European Economic
and Social Committee
Die Meinungsfreiheit ist ein Recht, das wir wertschätzen und verteidigen müssen.
Die Meinungsfreiheit ist ein Recht, das wir wertschätzen und verteidigen müssen.
Gewalt spielt in den sozialen Medien eine zunehmend größere Rolle. Dies kann zu verbaler oder physischer Gewalt gegen jedwede Art von Autorität – Politik, Polizei, Institutionen sowie Privatpersonen – führen. Man hat den Eindruck, dass in den sozialen Medien alles gesagt und alles, ob richtig oder falsch, gerechtfertigt werden kann. So kann ein Einzelner z. B. seine persönliche Unzufriedenheit als legitim empfinden und sich dadurch sogar berechtigt fühlen, den französischen Präsidenten zu ohrfeigen.
Sie sind Vorsitzender der Gruppe Grundrechte und Rechtsstaatlichkeit. Wo muss man angesichts dieser Vorfälle Ihrer Meinung nach eine rote Linie bei den Grund- und den persönlichen Freiheitsrechten ziehen, insbesondere beim Recht auf freie Meinungsäußerung?
Cristian Pîrvulescu: Der Meinungsfreiheit kommt in unseren demokratischen Gesellschaften zentrale Bedeutung zu. Sie ist ein Grundrecht, ohne das die Demokratie nicht funktioniert. Es ist daher nicht weiter verwunderlich, dass sich alle oder zumindest fast alle darauf berufen – selbst jene, die nicht immer die Verteidigung der Demokratie und der Menschenrechte für alle im Sinne haben.
Das Recht auf freie Meinungsäußerung wird allerdings häufig falsch verstanden. Viele glauben, dass es sich dabei um ein absolutes Recht handelt, und führen dieses Argument an, um alle möglichen Entgleisungen zu rechtfertigen. Sprachliche Entgleisungen bereiten aber bisweilen den Boden für tätliche Gewalt, die inakzeptabel ist. Das hat sich bei einer Reihe tragischer Ereignisse in der jüngsten Vergangenheit gezeigt, durch die die Frage der Regulierung der sozialen Medien in den Mittelpunkt der gesellschaftlichen Debatte gerückt ist.

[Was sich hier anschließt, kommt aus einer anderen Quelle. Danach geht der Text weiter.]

PR #20893, opened 2024-02-23
io: add new stringreader struct

Casper64:
This pr adds a new StringReader struct to the `io` module.

The `StringRedeader` is able to read data from a Reader interface and/or source string to a dynamically growing buffer using a string builder. 

Unlike the `BufferedReader`, `StringReader` will keep the entire contents of the buffer in memory, allowing the incoming data to be reused and read in an efficient matter.

The `StringReader` also implements the `io.ReaderWriter` interface

### DIFF
--- a/vlib/io/string_reader.v
+++ b/vlib/io/string_reader.v
@@ -285,7 +285,7 @@ pub fn (mut r StringReader) flush() string {
 // a new string builder with size 0 is initialized and the stringreaders offset is reset to 0
 @[unsafe]
 pub fn (mut r StringReader) free() {
-	r.builder.free()
+	unsafe { r.builder.free() }
 	r.builder = strings.new_builder(0)
 	r.offset = 0
 }
--- a/vlib/io/string_reader.v
+++ b/vlib/io/string_reader.v
@@ -15,7 +15,8 @@ pub struct StringReaderParams {
 // StringReader is able to read data from a Reader interface and/or source string to a dynamically
 // growing buffer using a string builder. Unlike the BufferedReader, StringReader will
 // keep the entire contents of the buffer in memory, allowing the incoming data to be reused
-// and read in an efficient matter.
+// and read in an efficient matter. The StringReader will not set a maximum capacity to the string
+// builders buffer and could grow very large.
 pub struct StringReader {
 mut:
 	reader ?Reader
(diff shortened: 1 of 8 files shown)


vlib/io/string_reader.v
```diff
@@ -0,0 +1,274 @@
...
+	reader ?Reader
+	// initialize the builder with this source string
+	source ?string
+	// if no source is given the string builder is initialized with this size
+	initial_size int
+}
+
+// StringReader is able to read data from a Reader interface and/or source string to a dynamically
+// growing buffer using a string builder. Unlike the BufferedReader, StringReader will
+// keep the entire contents of the buffer in memory, allowing the incoming data to be reused
```
blackshirt, line 17: If this reader keep the entire buffers content in memory, i think its a good to place limit on them, or it would grow uncontrollable

JalonSolov: Since it's a Reader, it's on the caller to control the size of the string.  If it was a Writer, then yes, it would have to handle not allowing the string to run you out of memory.

Casper64: That said, it would be useful to provide methods to clear the buffer and offset. I'll add them

Casper64: I've added a line in the doc comment to make it more clear: 
> The StringReader will not set a maximum capacity to the string builders buffer and could grow very large.

vlib/strings/builder.c.v
```diff
@@ -253,6 +254,20 @@ pub fn (mut b Builder) ensure_cap(n int) {
 	}
 }
 
+// grow_len grows the length of the buffer by `n` bytes if necessary
+@[unsafe]
+pub fn (mut b Builder) grow_len(n int) {
```
spytheman, line 259: Please add tests for the new public functions on `strings.Builder`.

vlib/io/string_reader.v
```diff
@@ -0,0 +1,291 @@
+module io
+
+import strings
```
spytheman, line 3: Nothing in `io` imports `strings` so far (only its tests indirectly through `os`).

I think, that it would be better, for keeping `io` itself small, if the new functionality, is in a separate module, for example `io.string_reader`, not directly in `io`.

Issue #10748, opened 2021-07-10
Alias array type requires cast


elliotchance:
**V doctor:**
```
OS: macos, macOS, 11.2.3, 20D91
Processor: 8 cpus, 64bit, little endian, Intel(R) Core(TM) i7-4850HQ CPU @ 2.30GHz
CC version: Apple clang version 12.0.0 (clang-1200.0.32.29)

getwd: /Users/elliot/v/src/github.com/elliotchance/v-bigint
vmodules: /Users/elliot/.vmodules
vroot: /Users/elliot/v
vexe: /Users/elliot/v/v
vexe mtime: 2021-07-05 22:56:24
is vroot writable: true
is vmodules writable: true
V full version: V 0.2.2 9e61321

Git version: git version 2.24.3 (Apple Git-128)
Git vroot status: Error: fatal: not a git repository (or any of the parent directories): .git
.git/config present: false
thirdparty/tcc status: thirdparty-macos-amd64 689c8a02-dirty
```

Juristisch gesehen sind die Behörden für die Wahrung der Rechte zuständig. Sie können das Recht auf freie Meinungsäußerung einschränken, jedoch nur im Ausnahmefall und unter strikt geregelten Bedingungen. In einer Demokratie sind derartige Maßnahmen nur im äußersten Bedarfsfall erlaubt, etwa bei einer Bedrohung der nationalen Sicherheit, für den Schutz vor einem Gewaltverbrechen oder auch den Gesundheitsschutz. In einem Rechtsstaat muss im Streitfall ein Gericht entscheiden und festlegen, wo die rote Linie zu ziehen ist. Weder die Exekutive noch Einzelpersonen oder Gruppen dürfen zu Selbstjustiz greifen!
Für die politische Führung ist natürlich die Versuchung groß, die Meinungsfreiheit einzuschränken, um Forderungen abzuwehren und Proteste der Bevölkerung zu verhindern. Im Zeitalter der sozialen Medien funktioniert althergebrachte Zensur jedoch schlicht nicht mehr. Daher ist in dieser Frage eine Verschiebung hin zum Pendant der Meinungsfreiheit, dem Recht auf Information, zu beobachten. Heutzutage ist es sehr schwierig, faktenbasierte Informationen von Desinformation zu unterscheiden, die mit bestimmten Absichten gezielt verbreitet wird.
Klar ist, dass die Verfechterinnen und Verfechter eines wahrheitsbasierten Ansatzes, also etwa beim Investigativjournalismus oder Menschenrechtsaktivismus, an vorderster Front stehen. Missfällt ihre Arbeit bestimmten Persönlichkeiten in führender Position oder auch bestimmten Gruppen, ist es heutzutage einfacher, sie im Internet zu verunglimpfen, sie in den klassischen bzw. sozialen Medien als Staatsfeinde oder ausländische Agenten darzustellen, anstatt sie zu zensieren. In diesem Zusammenhang denkt man sofort an die maltesische Journalistin Daphne Caruana Galizia. Vor ihrer Ermordung wurden gegen sie mehrere Dutzend missbräuchlicher Klagen (sogenannte Einschüchterungs- oder „SLAPP“-Klagen) angestrengt. Da sie damit nicht zum Schweigen gebracht werden konnte, beschlossen einige, sie zu töten! Die zunehmende Gewalt gegen Journalistinnen und Journalisten in Europa veranschaulicht glasklar, dass die Meinungsfreiheit ein Recht ist, das wir angesichts dieser neuen Realität wertschätzen und mit Nachdruck verteidigen müssen.